• WORK TASK
Output the data below exactly.

• RECORDS SUPPLIED
Issue #171, opened 2026-03-21
Idea: description of ports.


JanKiel2000:
Would it be possible to add descriptions to individual ports to identify what they are connected to?

feelfree69:
Implementation done in #200 .

PR #200, opened 2026-04-13
Port names

feelfree69:
This implements #171 

The port command has been extended, now also assigning a name is possible:
```
> port 1 name Desktop Computer
Logical Port: 04

Name set to: "Desktop Computer"
```
Removing an assigned name is done leaving the name empty:
```
> port 1 name
Logical Port: 04

Name set to: ""
```

html/.js has been implemented entirely by MS Copilot - no warranties ;-)

grafik

### DIFF
--- a/cmd_parser.h
+++ b/cmd_parser.h
@@ -7,6 +7,7 @@
 
 extern __xdata uint8_t cmd_buffer[CMD_BUF_SIZE];
 extern __xdata uint8_t cmd_available;
+extern __xdata char port_names[9][PORT_NAME_SIZE];
 
 uint8_t cmd_tokenize(void) __banked;
 void cmd_parser(void) __banked;
--- a/cmd_parser.h
+++ b/cmd_parser.h
@@ -7,7 +7,6 @@
 
 extern __xdata uint8_t cmd_buffer[CMD_BUF_SIZE];
 extern __xdata uint8_t cmd_available;
-extern __xdata char port_names[9][PORT_NAME_SIZE];
 
 uint8_t cmd_tokenize(void) __banked;
 void cmd_parser(void) __banked;
--- a/rtl837x_phy.c
+++ b/rtl837x_phy.c
@@ -367,12 +367,15 @@ void phy_show(uint8_t port) __banked
 		print_string("5G");
 		break;
 	default:
-		print_string("10M");
+		print_string("Down");
 	}
-	if (v & 0x8)
-		print_string(" full duplex");
-	else
-		print_string(" half duplex");
+
+	if ( (((v & 0x0600) >> 7) | ((v & 0x0030) >> 4)) <= 6) { // Link is up
+		if (v & 0x8)
+			print_string(" full duplex");
+		else
+			print_string(" half duplex");
+	}
 
 	phy_read(port,  PHY_MMD_AN, PHY_ANEG_CTRL);
 	v = SFR_DATA_U16;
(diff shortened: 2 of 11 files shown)


rtl837x_phy.c
```diff
@@ -367,12 +367,15 @@ void phy_show(uint8_t port) __banked
 		print_string("5G");
 		break;
 	default:
-		print_string("10M");
+		print_string("Down");
```
logicog, line 370: You do not mention in the PR what you are doing, here, this is not linked to the port names, I assume? Could you move this into a different commit, possibly with a commit message that says what it is going on?

cmd_parser.h
```diff
@@ -7,6 +7,7 @@
 
 extern __xdata uint8_t cmd_buffer[CMD_BUF_SIZE];
 extern __xdata uint8_t cmd_available;
+extern __xdata char port_names[9][PORT_NAME_SIZE];
```
logicog: I think this should go into `rtl837x_common.h`, that way you do not need to include `cmd_parser.h` into `page_impl.c`. We are doing this already for e.g. for the extern declaration of of `sbuf`.

logicog (commented):
Cool idea! Only minor comments...

logicog:
> html/.js has been implemented entirely by MS Copilot - no warranties ;-)

Someone like writing JS as much as I do... But it looks good!

cmd_parser.h
feelfree69: Done.

rtl837x_phy.c
feelfree69: You're right, it has no direct relation to the port names.
I added the output of the port-names also to the `port <port> show` command. 
And then I realized that the output of ports with link down shows "10M", which is obviously wrong.

I'm afraid that my git know-how is not good enough to remove that from the original commit, Adding a commit which reverts this change and then adding it again with a 2nd commit is not very useful, is it?

logicog: OK, let's leave it like that. Just for the record, or next time, this is how I would do it:
```
cp rtl837x_phy.c rtl837x_phy.c_final
git checkout <commit-id before you edited rtl837x_phy.c>
cp rtl837x_phy.c rtl837x_phy.c_before
git checkout <the branch you use to push this PR> # you are now back to where you started with git
cp rtl837x_phy.c_before rtl837x_phy.c
git add rtl837x_phy.c
git commit -m "fix"
git rebase -i HEAD~5 (or less, but needs to include the commit with rtl837x_phy.c)
# now move the fix patch as a fix (line needs to begin with f) directly after the patch with rtl837x_phy.c
# At this point you have reverted the changes to rtl837x_phy.c 
mv rtl837x_phy.c_final  rtl837x_phy.c
git add rtl837x_phy.c
git commit -m "Fix port link-state display" # changes to rtl837x_phy.c are now in a separate commit
git push -f origin <your branch>
```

• RESULT FOR THIS TASK
Issue #171, opened 2026-03-21
Idea: description of ports.


JanKiel2000:
Would it be possible to add descriptions to individual ports to identify what they are connected to?

feelfree69:
Implementation done in #200 .

PR #200, opened 2026-04-13
Port names

feelfree69:
This implements #171 

The port command has been extended, now also assigning a name is possible:
```
> port 1 name Desktop Computer
Logical Port: 04

Name set to: "Desktop Computer"
```
Removing an assigned name is done leaving the name empty:
```
> port 1 name
Logical Port: 04

Name set to: ""
```

html/.js has been implemented entirely by MS Copilot - no warranties ;-)

grafik

### DIFF
--- a/cmd_parser.h
+++ b/cmd_parser.h
@@ -7,6 +7,7 @@
 
 extern __xdata uint8_t cmd_buffer[CMD_BUF_SIZE];
 extern __xdata uint8_t cmd_available;
+extern __xdata char port_names[9][PORT_NAME_SIZE];
 
 uint8_t cmd_tokenize(void) __banked;
 void cmd_parser(void) __banked;
--- a/cmd_parser.h
+++ b/cmd_parser.h
@@ -7,7 +7,6 @@
 
 extern __xdata uint8_t cmd_buffer[CMD_BUF_SIZE];
 extern __xdata uint8_t cmd_available;
-extern __xdata char port_names[9][PORT_NAME_SIZE];
 
 uint8_t cmd_tokenize(void) __banked;
 void cmd_parser(void) __banked;
--- a/rtl837x_phy.c
+++ b/rtl837x_phy.c
@@ -367,12 +367,15 @@ void phy_show(uint8_t port) __banked
 		print_string("5G");
 		break;
 	default:
-		print_string("10M");
+		print_string("Down");
 	}
-	if (v & 0x8)
-		print_string(" full duplex");
-	else
-		print_string(" half duplex");
+
+	if ( (((v & 0x0600) >> 7) | ((v & 0x0030) >> 4)) <= 6) { // Link is up
+		if (v & 0x8)
+			print_string(" full duplex");
+		else
+			print_string(" half duplex");
+	}
 
 	phy_read(port,  PHY_MMD_AN, PHY_ANEG_CTRL);
 	v = SFR_DATA_U16;
(diff shortened: 2 of 11 files shown)


rtl837x_phy.c
```diff
@@ -367,12 +367,15 @@ void phy_show(uint8_t port) __banked
 		print_string("5G");
 		break;
 	default:
-		print_string("10M");
+		print_string("Down");
```
logicog, line 370: You do not mention in the PR what you are doing, here, this is not linked to the port names, I assume? Could you move this into a different commit, possibly with a commit message that says what it is going on?

cmd_parser.h
```diff
@@ -7,6 +7,7 @@
 
 extern __xdata uint8_t cmd_buffer[CMD_BUF_SIZE];
 extern __xdata uint8_t cmd_available;
+extern __xdata char port_names[9][PORT_NAME_SIZE];
```
logicog: I think this should go into `rtl837x_common.h`, that way you do not need to include `cmd_parser.h` into `page_impl.c`. We are doing this already for e.g. for the extern declaration of of `sbuf`.

logicog (commented):
Cool idea! Only minor comments...

logicog:
> html/.js has been implemented entirely by MS Copilot - no warranties ;-)

Someone like writing JS as much as I do... But it looks good!

cmd_parser.h
feelfree69: Done.

rtl837x_phy.c
feelfree69: You're right, it has no direct relation to the port names.
I added the output of the port-names also to the `port <port> show` command. 
And then I realized that the output of ports with link down shows "10M", which is obviously wrong.

I'm afraid that my git know-how is not good enough to remove that from the original commit, Adding a commit which reverts this change and then adding it again with a 2nd commit is not very useful, is it?

logicog: OK, let's leave it like that. Just for the record, or next time, this is how I would do it:
```
cp rtl837x_phy.c rtl837x_phy.c_final
git checkout <commit-id before you edited rtl837x_phy.c>
cp rtl837x_phy.c rtl837x_phy.c_before
git checkout <the branch you use to push this PR> # you are now back to where you started with git
cp rtl837x_phy.c_before rtl837x_phy.c
git add rtl837x_phy.c
git commit -m "fix"
git rebase -i HEAD~5 (or less, but needs to include the commit with rtl837x_phy.c)
# now move the fix patch as a fix (line needs to begin with f) directly after the patch with rtl837x_phy.c
# At this point you have reverted the changes to rtl837x_phy.c 
mv rtl837x_phy.c_final  rtl837x_phy.c
git add rtl837x_phy.c
git commit -m "Fix port link-state display" # changes to rtl837x_phy.c are now in a separate commit
git push -f origin <your branch>
```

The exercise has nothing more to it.